#### [AIM OF THE EXERCISE]
Lines in the entries below where the word "string" shows up should each be copied.

[Saved data entries]
=== Begin Enclosure ===

PR #1124, opened 2023-07-28
Playground: add JSX support

anubra266:
add JSX support to playground

CleanShot 2023-07-28 at 17 53 24@2x


packages/is-valid-prop/scripts/prepare.ts
```diff
@@ -30,18 +30,16 @@ writeFileSync(
...
-  function memo<T>(fn: (value: string) => T): (value: string) => T {
+  function memoize<T>(fn: (value: string) => T): (value: string) => T {
     const cache = Object.create(null)
     return (arg: string) => {
       if (cache[arg] === undefined) cache[arg] = fn(arg)
       return cache[arg]
     }
   }
 
-  const selectorRegex = /&|@/
```
astahmer, line 41: re-using a single Regex instance is actually better for perf reasons
otherwise it would be recreated on each `isCssProperty` call, and since it's being called quite a lot, it matters

packages/is-valid-prop/src/index.ts
```diff
@@ -541,18 +541,16 @@ const allCssProperties = [
 
 const properties = new Map(allCssProperties.map((prop) => [prop, true]))
 
-function memo<T>(fn: (value: string) => T): (value: string) => T {
+function memoize<T>(fn: (value: string) => T): (value: string) => T {
```
astahmer, line 544: I'd rather keep it named `memo` as I'm relying on this name
by removing this memo function declaration and importing the one from `styled-system/helpers.mjs` instead
https://github.com/chakra-ui/panda/pull/1115/files#diff-6f3b94515acc3625211140aac67d30d11205932fd8414b8ffb97b6a2a5c8c997R32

=== End Enclosure ===

#### [EXPECTED ANSWER]
-  function memo<T>(fn: (value: string) => T): (value: string) => T {
+  function memoize<T>(fn: (value: string) => T): (value: string) => T {
     return (arg: string) => {
-function memo<T>(fn: (value: string) => T): (value: string) => T {
+function memoize<T>(fn: (value: string) => T): (value: string) => T {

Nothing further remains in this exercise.